I work out at least 3 times a week, and usually eat healthy. My biggest thing is portion control. If the food is tasting paticularily tasty, I tend to eat alot of it. It doesn’t help that, I’m the only one in our family trying to get back into shape. I do realize that self control and will power has something to do with it, but I LOVE FOOD. How can one control the “hunger”?
Christine says
mkkitsch – eating slowly is another key to portion control but not always the easiest one.
I too lost about 40 pounds almost 8 years ago now and what worked for me was to eat nutritionally dense foods that are not calorically dense. I love to eat as well and have a hard time leaving the table if I don’t feel like I have eaten enough! What I do is fill my plate 1/2 (up to 3/4) full with fruits or vegetables, the next 1/4 is usually whole grains and then if there is room the other 1/4 is for my protein. I will also have a small serving of fat at most of my meals/snacks ie. almonds, flax oil, olive oil etc. This keeps me full for longer.

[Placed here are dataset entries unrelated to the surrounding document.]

PR #58, opened 2026-03-27
fix: access parameters in `main.nf` only

beatrizsavinhas:
Closes https://github.com/Clinical-Genomics/CancerBioInfo/issues/106

### Changed

- Moved initialisation of input channels to `main.nf`.

### Fixed

- Access parameters in the main workflow only and provide values to the subsequent workflows.
- Bug with input and output for `PREPARE_REFERENCES`:
	- Change name of output variable to reflect the channel variable type.
	- Update type comments.

PR #59, opened 2026-03-27
feat: Add cadd for indels

kristinebilgrav:
Closes https://github.com/Clinical-Genomics/wgs-cancer-pipeline/issues/27

### Added

- CADD score annotation for indels
    - created a subworkflow for the process (annotate_cadd)
        - Only runs if the val_cadd_resources is populated 
    - added modules GAWK, CADD and TABIX
    - compatibility with both GRCh37 and GRCh38 (although only tested with proper data and resources for GRCh38 - see issue for more details)
- test for subworkflow: 
    - NOTE: cadd resources are very large, which makes creating a test dataset hard, but this is being worked on in raredisease https://github.com/nf-core/raredisease/pull/794. We can update the test when this is completed. Therefore: 
        - the subworkflow test is run in `stub` mode only currently    
        - the default test does not run the annotate_cadd subworkflow 

#### Test on hasta
 - The test for GRCh38 was successful (see issue for more details)
 - The test for GRCh37 was not run due to lack of resources.


workflows/oncorefiner.nf
```diff
@@ -62,25 +63,6 @@ workflow ONCOREFINER {
...
-
-        // Gather or get from params
-        ch_vep_cache                 = ( params.vep_cache && params.vep_cache.endsWith("tar.gz") )  ? ch_references.vep_resources
-                                                                                : ( params.vep_cache    ? channel.fromPath(params.vep_cache).collect() : channel.value([]) )
-
-        ch_cadd_header               = channel.fromPath("$projectDir/assets/cadd_to_vcf_header.txt", checkIfExists: true).collect()
-        ch_cadd_resources            = params.cadd_resources                     ? channel.fromPath(params.cadd_resources).map { it -> [[id:'cadd_resources'], it] }.collect()
-                                                                                 : channel.value([])
-        ch_cadd_prescored_indels     = params.cadd_prescored_indels              ? channel.fromPath(params.cadd_prescored_indels).map { it -> [[id:'cadd_prescored_indels'], it] }.collect()
-                                                                                 : channel.value([])
```
kristinebilgrav: Take back

main.nf
```diff
@@ -53,22 +56,31 @@ workflow CLINICALGENOMICS_ONCOREFINER {
                                              : channel.value([[],[]])
 
     PREPARE_REFERENCES (
-        params.vep_cache
+        val_vep_cache
```
kristinebilgrav, line 61: Noticed that this was still param and not val (https://github.com/Clinical-Genomics/oncorefiner/pull/58)

kristinebilgrav: Added as acceptance criteria for https://github.com/Clinical-Genomics/CancerBioInfo/issues/116

subworkflows/local/annotate_cadd/tests/main.nf.test
```diff
@@ -0,0 +1,75 @@
...
+                input[0] = channel.of([
+                    [id:'test'],
+                    file(params.pipelines_testdata_base_path + 'testdata/SNV.tumor.pave.somatic.37.vcf.gz', checkIfExists: true),
+                    file(params.pipelines_testdata_base_path + 'testdata/SNV.tumor.pave.somatic.37.vcf.gz.tbi', checkIfExists: true)
+                    ])
+                input[1] = 'GRCh37'
+                input[2] = channel.fromPath(params.pipelines_testdata_base_path + 'reference/reference.fasta.fai', checkIfExists: true).map {it -> [[id:it.simpleName], it]  }.collect()
+                input[3] = channel.fromPath("$projectDir/assets/cadd_to_vcf_header.txt", checkIfExists: true).collect()
+                input[4] = channel.from("\$PWD").map { dir -> [ [ id: 'cadd_resources' ], dir ] }
+                input[5] = channel.from("\$PWD").map { dir -> [ [ id: 'cadd_prescored_indels' ], dir ] }
```
kristinebilgrav, line 29: Just pointing to a local dir to have some input for the stub test

subworkflows/local/annotate_cadd/main.nf
```diff
@@ -0,0 +1,79 @@
...
+        ch_header                  // channel: [mandatory] [ path(txt) ]
+        ch_cadd_resources          // channel: [mandatory] [ val(meta), path(dir) ]
+        ch_cadd_prescored_indels   // channel: [mandatory] [ val(meta), path(dir) ]
+
+    main:
+
+        ch_rename_chrs_ref    = channel.value([[]])
+
+        // Create files and rename chromosomes if reference is GRCh38
+        if (val_genome.equals('GRCh38')) {
```
kristinebilgrav, line 35: Added an if statement here to make it compatible with both GRCh37 and GRCh38

workflows/oncorefiner.nf
```diff
@@ -33,6 +34,8 @@ include { GENERATE_CYTOSURE_FILES } from '../subworkflows/local/generate_cytosur
 include { paramsSummaryMultiqc   } from '../subworkflows/nf-core/utils_nfcore_pipeline'
 include { softwareVersionsToYAML } from '../subworkflows/nf-core/utils_nfcore_pipeline'
 include { methodsDescriptionText } from '../subworkflows/local/utils_nfcore_oncorefiner_pipeline'
+include { PREPARE_REFERENCES     } from '../subworkflows/local/prepare_references'
```
beatrizsavinhas: Humm this doesn't sound correct. `PREPARE_REFERENCES` is called only by the main workflow. 🤔

workflows/oncorefiner.nf
```diff
@@ -19,6 +19,7 @@ include { SVDB_QUERY as SVDB_QUERY_DB              } from '../modules/nf-core/sv
 include { ENSEMBLVEP_VEP as ENSEMBLVEP_SV          } from '../modules/nf-core/ensemblvep/vep/main'
 include { BCFTOOLS_VIEW as RESEARCH_FILTERING_SV   } from '../modules/nf-core/bcftools/view/main'
 include { BCFTOOLS_VIEW as CLINICAL_FILTERING_SV   } from '../modules/nf-core/bcftools/view/main'
+include { TABIX_TABIX as TABIX_RESEARCH_FILTERING  } from '../modules/nf-core/tabix/tabix/main'
```
beatrizsavinhas: Please add information about this tool and implementation in the PR description.

workflows/oncorefiner.nf
```diff
@@ -46,7 +49,11 @@ workflow ONCOREFINER {
         ch_samplesheet        // channel: [mandatory] samplesheet read in from --input
```
beatrizsavinhas: Check Harshil alignment in this code block, now that new items have been added.

workflows/oncorefiner.nf
```diff
@@ -58,6 +65,7 @@ workflow ONCOREFINER {
         ch_vcfanno_toml       // channel: [optional]  [path(toml_file)]
         ch_vep_cache          // channel: [optional]  [vep_cache_files]
         ch_vep_extra_files    // channel: [optional]  [path(plugin_file1), path(plugin_file2), ...]
+        val_cadd_resources       // string:  [optional]  path to CADD resources directory
```
beatrizsavinhas: Well, I see that we were a bit inconsistent when added these value comments 😅 
Do you think it would be nice to have something like `pat(cadd_resources_dir)` to be consistent with the channels?

workflows/oncorefiner.nf
```diff
@@ -46,7 +49,11 @@ workflow ONCOREFINER {
         ch_samplesheet        // channel: [mandatory] samplesheet read in from --input
         ch_bam_bai_normal     // channel: [optional]  [val(meta), path(bam), path(bai)]
         ch_bam_bai_tumor      // channel: [mandatory]  [val(meta), path(bam), path(bai)]
+        ch_cadd_header           // channel: [mandatory] [ path(txt) ]
+        ch_cadd_prescored_indels // channel: [optional] [ val(meta), path(dir) ]
+        ch_cadd_resources        // channel: [optional] [ val(meta), path(dir) ]
```
beatrizsavinhas:
```suggestion
        ch_cadd_header           // channel: [mandatory] [path(txt)]
        ch_cadd_prescored_indels // channel: [optional] [val(meta), path(dir)]
        ch_cadd_resources        // channel: [optional] [val(meta), path(dir)]
```

workflows/oncorefiner.nf
```diff
@@ -96,14 +104,36 @@ workflow ONCOREFINER {
...
-
-            // VEP
             RESEARCH_FILTERING.out.vcf
                     .map { meta, vcf ->
                         tuple(meta, vcf, [])
                     }
                     .set { ch_vep_snv }
 
+            // ANNOTATE WITH CADD - currently depends on val_cadd_resources - could be improved?
+            if (val_cadd_resources) {
```
beatrizsavinhas: Perhaps this check is not needed? Which would also prevent having this redundant extra input. 
If the tools depend on input channels, if they are empty the process is just not run. You could try to check if you get errors when running the pipeline without the necessary inputs for the subworkflow.

We will have to figure out skip logic in https://github.com/Clinical-Genomics/CancerBioInfo/issues/97 later anyway.

workflows/oncorefiner.nf
```diff
@@ -96,14 +104,36 @@ workflow ONCOREFINER {
...
+
+                TABIX_RESEARCH_FILTERING(RESEARCH_FILTERING.out.vcf) //Subworkflow needs tabix index
+
+                RESEARCH_FILTERING.out.vcf
+                    .join(TABIX_RESEARCH_FILTERING.out.index, failOnMismatch:true, failOnDuplicate:true)
+                    .set{ ch_cadd_in }
```
beatrizsavinhas:
```suggestion
ch_cadd_in = RESEARCH_FILTERING.out.vcf
                    		.join(TABIX_RESEARCH_FILTERING.out.index, failOnMismatch:true, failOnDuplicate:true)
```
(Check indentation in IDE.) According to our fresh [Style guidelines](https://github.com/Clinical-Genomics/oncorefiner/blob/dev/docs/CONTRIBUTING.md#style)! 😆

workflows/oncorefiner.nf
```diff
@@ -96,14 +104,36 @@ workflow ONCOREFINER {
...
             RESEARCH_FILTERING.out.vcf
                     .map { meta, vcf ->
                         tuple(meta, vcf, [])
                     }
                     .set { ch_vep_snv }
 
+            // ANNOTATE WITH CADD - currently depends on val_cadd_resources - could be improved?
+            if (val_cadd_resources) {
+
+                TABIX_RESEARCH_FILTERING(RESEARCH_FILTERING.out.vcf) //Subworkflow needs tabix index
```
beatrizsavinhas: Would it make sense then that this is done in the `ANNOTATE_CADD` subworkflow instead?

workflows/oncorefiner.nf
```diff
@@ -96,14 +104,36 @@ workflow ONCOREFINER {
...
+                    ch_cadd_in,
+                    val_genome,
+                    ch_genome_fai,
+                    ch_cadd_header,
+                    ch_cadd_resources,
+                    ch_cadd_prescored_indels
+                )
+                ANNOTATE_CADD.out.vcf
+                    .join(ANNOTATE_CADD.out.tbi)
+                    .set { ch_vep_snv }
```
beatrizsavinhas:
```suggestion
                ch_vep_snv = ANNOTATE_CADD.out.vcf
                    						.join(ANNOTATE_CADD.out.tbi)
```
Check indentation.

CITATIONS.md
beatrizsavinhas, line 1: Very nice! And well remembered!
However, now we have a few more steps that are needed - see [Adding citations](https://github.com/Clinical-Genomics/oncorefiner?tab=contributing-ov-file#adding-citations).

main.nf
```diff
@@ -92,10 +94,18 @@ workflow CLINICALGENOMICS_ONCOREFINER {
     }
 
     // Reference files
-    ch_genome_fasta         = channel.fromPath(val_genome_fasta).map { it -> [[id:it.simpleName], it] }.collect()
-    ch_genome_fai           = channel.fromPath(val_genome_fai).map { it -> [[id:it.simpleName], it] }.collect()
+    ch_genome_fasta          = channel.fromPath(val_genome_fasta).map { it -> [[id:it.simpleName], it] }.collect()
+    ch_genome_fai            = channel.fromPath(val_genome_fai).map {it -> [[id:it.simpleName], it]  }.collect()
```
beatrizsavinhas:
```suggestion
    ch_genome_fai            = channel.fromPath(val_genome_fai).map { it -> [[id:it.simpleName], it] }.collect()
```

main.nf
```diff
@@ -67,12 +69,12 @@ workflow CLINICALGENOMICS_ONCOREFINER {
...
-    ch_sv_vcf               = channel.fromPath(val_sv_vcf).map { vcf -> [[id:vcf.simpleName], vcf] }.collect()
-    ch_sv_vcf_tbi           = channel.fromPath(val_sv_vcf + '.tbi', checkIfExists: true).map { vcf -> [[id:vcf.simpleName], vcf] }.collect()
-    ch_vep_extra_files      = channel.empty()
-    ch_svdb_dbs             = channel.empty()
+    ch_snv_vcf               = channel.fromPath(val_snv_vcf).map { vcf -> [[id:vcf.simpleName], vcf] }.collect()
+    ch_snv_vcf_tbi           = channel.fromPath(val_snv_vcf + '.tbi', checkIfExists: true).map { vcf -> [[id:vcf.simpleName], vcf] }.collect()
+    ch_sv_vcf                = channel.fromPath(val_sv_vcf).map { vcf -> [[id:vcf.simpleName], vcf] }.collect()
+    ch_sv_vcf_tbi            = channel.fromPath(val_sv_vcf + '.tbi', checkIfExists: true).map { vcf -> [[id:vcf.simpleName], vcf] }.collect()
+    ch_vep_extra_files       = channel.empty()
+    ch_svdb_dbs              = channel.empty()
```
beatrizsavinhas: What are these being aligned with? 🤔

subworkflows/local/annotate_cadd/tests/main.nf.test
beatrizsavinhas, line 1: I read your note saying that the test would be updated soon, but would it be possible to still take a look at the output directory and file structure? This would help define the config file as well.

beatrizsavinhas: Looks like both `CADD` and `GAWK` have stub settings, so we don't have to run the whole subworkflow with `-stub`, just the two tools. Or does `options "-stub"` apply to all tools that are part of the test run?
In any case, we should still be able to emulate the output file structure.

subworkflows/local/annotate_cadd/tests/main.nf.test
```diff
@@ -0,0 +1,75 @@
...
+        when {
+            params {
+                genome = "GRCh38"
+            }
+            workflow {
+                """
+                input[0] = channel.of([
+                    [id:'test'],
+                    file(params.pipelines_testdata_base_path + 'testdata/SNV.tumor.pave.somatic.37.vcf.gz', checkIfExists: true),
+                    file(params.pipelines_testdata_base_path + 'testdata/SNV.tumor.pave.somatic.37.vcf.gz.tbi', checkIfExists: true)
```
beatrizsavinhas: I think there should be at least a note about updating this test when we start working on [Update test profile to GRCh38](https://github.com/Clinical-Genomics/oncoflow/issues/36).

subworkflows/local/annotate_cadd/tests/nextflow.config
```diff
@@ -0,0 +1,40 @@
...
+        ext.prefix = { "${input.simpleName}_indels" }
+    }
+
+    withName: 'BCFTOOLS_VIEW' {
+        ext.args   = { "--output-type z --types indels,other" }
+        ext.prefix = { "${vcf.simpleName}_indels" }
+    }
+
+    withName: 'CADD' {
+        container = "nf-core/ubuntu:22.04" //Using an basic container because v1.7.3 is too big for CI.
```
beatrizsavinhas, line 14: Nice! 🌟

subworkflows/local/annotate_cadd/main.nf
```diff
@@ -0,0 +1,79 @@
+//
+// A subworkflow to annotate cadd
```
beatrizsavinhas:
```suggestion
// A subworkflow to annotate vcf files with cadd
```
Perhaps this is not the most accurate? 😅 Feel free to correct as you see fit!

conf/subworkflows/annotate_cadd.config
```diff
@@ -0,0 +1,52 @@
...
+        ext.args2 = '\'{original=$1; sub("chr","",$1); print original, $1}\''
+        ext.prefix = "reference_to_cadd"
+        ext.suffix = "txt"
+    }
+
+    withName: '.*:ANNOTATE_CADD:ANNOTATE_INDELS' {
+        ext.args   = { "--columns Chrom,Pos,Ref,Alt,-,CADD --output-type z --write-index=tbi" }
+        ext.prefix = { "${input.simpleName}_ann" }
+        publishDir = [
+            path: { "${params.outdir}/annotations" },
```
beatrizsavinhas, line 62: Ah-ha! So these are the only files we want to keep?

conf/test.config
```diff
@@ -51,4 +51,5 @@ params {
 
     svdb_query_dbs      = params.pipelines_testdata_base_path + 'reference/svdb_querydb_files.csv'
 
+    // TODO make/insert mock input for CADD
```
beatrizsavinhas, line 54: Adding `-stub` to the relevant process(es) should achieve this, no? See my comments below on the subworkflow test.

beatrizsavinhas (changes requested):
I have quite a few comments and suggestions for changes, but for now the most important is to update the branch to the latest version of dev which should change this PR quite a bit.

workflows/oncorefiner.nf
kristinebilgrav: Yes, I was not sure about this either, I think it was something from a dev merge and I was not sure why and how - I´ll fix!

workflows/oncorefiner.nf
kristinebilgrav: Implemented!

workflows/oncorefiner.nf
kristinebilgrav: All channels except for the CADD resources will be populated, therefore I think that most of the subworkflow will run unless we have this, but I will try it out!

subworkflows/local/annotate_cadd/main.nf
kristinebilgrav: Agree! Implemented

workflows/oncorefiner.nf
kristinebilgrav: Agree, moved!

conf/subworkflows/annotate_cadd.config
kristinebilgrav: Yes, exactly! This will be the file that contains the CADD score that will be used for further analysis

subworkflows/local/annotate_cadd/tests/main.nf.test
kristinebilgrav: True! Will add it as a comment in the file and as a criteria in the issue above.

subworkflows/local/annotate_cadd/tests/main.nf.test
kristinebilgrav: Not sure how this works, but I assume that adding `options "-stub"` makes all of it run in stub. If not I think it will run the actual tools? I think that even if we ran some of it not in stub, the only output we want to save is the annotated vcf from the last process. Also not sure how it would be if you mix stub and not when they depend on each other 🤔

conf/test.config
kristinebilgrav: Replied to the comment below. But not sure what you mean here. My intent with this comment is just to remember to add the subsetted dataset for CADD that is being worked on in raredisease so that we can run the subworkflow with the test profile.

main.nf
kristinebilgrav: Tried aligning them to the cadd input below, but maybe does not make sense as there is something inbetween that is not aligned like so?

main.nf
kristinebilgrav: Implemented

CITATIONS.md
kristinebilgrav: Nice - done, thanks!

main.nf
beatrizsavinhas: Yeah, I would say so! 🙂

subworkflows/local/annotate_cadd/tests/main.nf.test
beatrizsavinhas: OK, then even if `options "-stub"` is applied for all steps, there should still be output files produces since that is the stub behaviour defined for each tool. So you should still be able to check if the output directory and file structure are built as intended!

kristinebilgrav: Added all intermediate files to the snapshot as well!

conf/subworkflows/annotate_cadd.config
```diff
@@ -0,0 +1,52 @@
+/*
+Annotate with CADD
+*/
```
beatrizsavinhas, line 12:
```suggestion
//
// Annotate with CADD
//
```
Just to be consistent with the other configs. Perhaps we can skip the other larger comment? 🤔 Let me know what you think!

subworkflows/local/annotate_cadd/tests/main.nf.test.snap
beatrizsavinhas, line 1: Very nice that we can now see all ouput files!!! 🌟

subworkflows/local/utils_nfcore_oncorefiner_pipeline/main.nf
```diff
@@ -227,6 +230,7 @@ def toolBibliographyText() {
             bibliography_list +
             vcfanno        +
             bcftools_view  +
+            cadd           +
```
beatrizsavinhas: This is also dependant on `if (val_cadd_resources)`, right? Same above.

subworkflows/local/utils_nfcore_oncorefiner_pipeline/main.nf
beatrizsavinhas, line 1: Very nice that you updated this too!

CHANGELOG.md
```diff
@@ -24,6 +24,7 @@ Initial release of Clinical-Genomics/oncorefiner, created with the [nf-core](htt
 - [#60](https://github.com/Clinical-Genomics/oncorefiner/pull/60) Added `GENERATE_CYTOSURE_FILES` subworkflow and necessary nf-core modules `TIDDIT_COV` and `VCF2CYTOSURE`.
 - [#70](https://github.com/Clinical-Genomics/oncorefiner/pull/70) Added `SAMTOOLS/VIEW` for bam to cram conversion in the `main.nf`.
 - [#66](https://github.com/Clinical-Genomics/oncorefiner/pull/66) Added `PROCESS_SNVS` subworkflow.
+- [#59](https://github.com/Clinical-Genomics/oncorefiner/pull/59) Added CADD scoring for InDels in the subworkflow `ANNOTATE_CADD`, with a subworkflow test (stub only)
```
```suggestion
- [#59](https://github.com/Clinical-Genomics/oncorefiner/pull/59) Added `ANNOTATE_CADD` subworkflow, with a test (stub only), for CADD scoring for InDels.
```

The under `Changed` we should also specify that `ANNOTATE_CADD` is now called in `PROCESS_SNVS`!

nextflow.config
```diff
@@ -23,6 +23,11 @@ params {
     bai_normal                  = null
     sex                         = null
 
+    // CADD
+    cadd_resources              = null
+    cadd_prescored_indels       = null
+
+
```
beatrizsavinhas:
```suggestion

```

subworkflows/local/process_snvs/tests/main.nf.test
```diff
@@ -33,37 +33,42 @@ nextflow_workflow {
                     [id:'reference'],
                     file(params.pipelines_testdata_base_path + 'reference/reference.fasta', checkIfExists: true)
                 ])
-                input[1] = channel.of([
+                input[1] = channel.fromPath(params.pipelines_testdata_base_path + 'reference/reference.fasta.fai', checkIfExists: true).map {it -> [[id:it.simpleName], it]  }.collect()
+                input[2] = channel.fromPath("$projectDir/assets/cadd_to_vcf_header.txt", checkIfExists: true).collect()
```
beatrizsavinhas, line 37: I guess it's OK to keep this here for the future, but if the cadd subworkflow is skipped for now this is also not needed, right?

subworkflows/local/annotate_cadd/main.nf
```diff
@@ -0,0 +1,86 @@
...
+
+    main:
+
+        ch_rename_chrs_ref    = channel.value([[]])
+
+        TABIX_INPUT(ch_vcf) //Subworkflow needs tabix index
+
+        ch_vcf
+            .join(TABIX_INPUT.out.index, failOnMismatch:true, failOnDuplicate:true)
+            .set { ch_vcf_tbi }
```
beatrizsavinhas:
```suggestion
        ch_vcf_tbi = ch_vcf
            .join(TABIX_INPUT.out.index, failOnMismatch:true, failOnDuplicate:true)
```
See my previous comments on the new guidelines for defining channels! Same for the code below.

subworkflows/local/annotate_cadd/main.nf
```diff
@@ -0,0 +1,86 @@
...
+            .combine( ch_rename_chrs_ref )
+            .map { meta, vcf, tbi, annotations, annotations_index, header, txt -> tuple( meta, vcf, tbi, annotations, annotations_index, [], header, txt )  } //THERE IS A TBI?
+            .set { ch_annotate }
+
+
+        BCFTOOLS_ANNOTATE_INDELS( ch_annotate )
+
+    emit:
+        vcf = BCFTOOLS_ANNOTATE_INDELS.out.vcf // channel: [ val(meta), path(vcf) ]
+        tbi = BCFTOOLS_ANNOTATE_INDELS.out.tbi // channel: [ val(meta), path(tbi) ]
```
beatrizsavinhas: Super super minor, but should we then start adding spaces between `[  ]`? It's different in the take block above and we haven't done that in other places in the pipeline too, but I see other people are using that notation in their pipelines!

beatrizsavinhas (approved):
Super nice additions to the tests! I left some minor comments and suggestions. But otherwise it looks good! 🌟

conf/subworkflows/annotate_cadd.config
kristinebilgrav: Hmm good point. I think we should add so its consistent, thanks!

subworkflows/local/annotate_cadd/main.nf
kristinebilgrav: I think this might be something copilot does automatically 😅  I dont have a preference - but if people are using that we could change to that as well. But I will remove the spaces for this one so its consistent with what we currently have!

subworkflows/local/process_snvs/tests/main.nf.test
kristinebilgrav: This is true! I figured that since the file is there, I might as well set it

beatrizsavinhas: Alright!

CHANGELOG.md
kristinebilgrav: Will add to the comment that its used in `PROCESS_SNVS`

subworkflows/local/utils_nfcore_oncorefiner_pipeline/main.nf
kristinebilgrav: Yes! Does this alter how I should write this?

subworkflows/local/annotate_cadd/main.nf
kristinebilgrav: Oh, I missed it - thanks! Fixed the other channels as well.

subworkflows/local/utils_nfcore_oncorefiner_pipeline/main.nf
beatrizsavinhas: Yeah, you need to add this if statement otherwise the citation for cadd will show up for all analyses, even if the tool is not run.

kristinebilgrav: Ah, I see!

subworkflows/local/annotate_cadd/tests/main.nf.test
```diff
@@ -0,0 +1,86 @@
...
+
+        then {
+            // All directories and files
+            def output_directories_and_files = getAllFilesFromDir(params.outdir, relative: true, includeDir: true)
+
+            assertAll(
+                { assert workflow.success },
+                { assert snapshot(
+                    // All directories and files
+                    output_directories_and_files
```
fellen31: Same comments as in https://github.com/Clinical-Genomics/oncorefiner/pull/73#discussion_r3112543506, I'm not really sure it's appropriate for a subworkflow test to snapshot the output directories, better snapshot the emitted files 😊 

`subworkflows/local/annotate_cadd/tests/nextflow.config‎` might have different output settings not reflecting the pipeline outputs set in `conf/subworkflows/annotate_cadd.config`, so I would say you don't really care about the output structure of this particular test. 

What's important should be to snapshot the emitted vcf (and tbi), e.g.: `{ assert snapshot(workflow.out).match() }`.

beatrizsavinhas: I do see your point! The thing is that most our subworkflows, for now, don't actually emit any output since we're just interested in publishing the files (this might, however, change soon when we [Update publishing strategy to use workflow outputs](https://github.com/Clinical-Genomics/CancerBioInfo/issues/112)). So my thought with this snapshot strategy when I worked on the [`generate_cytosure_files` subworkflow](https://github.com/Clinical-Genomics/oncorefiner/pull/60) was to try to make sure all steps of the subworkflow are actually run, even if only one of the files is emitted according to the _real_ pipeline config.
If we only test the output (besides the fact that it is currently none), how can we be sure that all steps are run in the test? 🤔

fellen31: I think it would be preferable to emit something from the subworkflow, e.g. the processed vcf, even though you don't use it downstream. I don't think it would be wrong, in my opinion it only simplifies when reading the subworkflow when you have a clearly stated input (take) and output (emit) from the subworkflow. And as you say, this will also needed when updating to use workflow output definitions.

If your final output file(s) are created and looks correct (e.g test.cgh, or in this case the cadd-annotated vcf and tbi) I think this should be enough to know that all steps have been run. If you really want to be explicit about it you could do e.g. `assert workflow.trace.succeeded().size() == 3`.

beatrizsavinhas: I do agree that it's a good point to make the code more explicit when it comes to output files! I would be up for implementing the changes you suggest! Thank you for your input @fellen31! 

But in our case right now, this would mean refactoring all the local subworkflow tests we already have. It would be nice to both get input from the rest of the group (I see you're also already talking to @mathiasbio about it!) but also I think it would be easier to refactor everything in one go after we change the output strategy for the whole pipeline. So I would suggest we open an issue to refactor all tests later!
Let's see what the rest say about this!

kristinebilgrav: I agree with the points above! Makes sense to check the output files as they will reflect the subworkflow and if it was run correctly.
I will alter this test back to checking the vcf and tbi.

Last trick – don’t wait until you are starving before you eat. This is when you tend to eat too much and choose the wrong things. Eat every 3-4 hours if you can and stay well hydrated.
Good luck!
Christine
Munchkin Legs says
WATER…I always drink water before every meal. I find it helps curb my appetite. I also will drink before a snack to, as sometimes I find I was actually thirsty, not hungry.
Good Luck
Kath says
mkkitsch, I hear you! I struggle with this every day. Having lost 40 pounds 2 years ago, though, I have found that two key things helped me most: first, my husband did it with me, so we could get rid of a lot of the temptation from our house, and second, I try to ensure I eat good, healthful foods regularly. If I have just had an apple or some grapes, I am far less likely to be tempted by candy. Hope that helps, and good luck!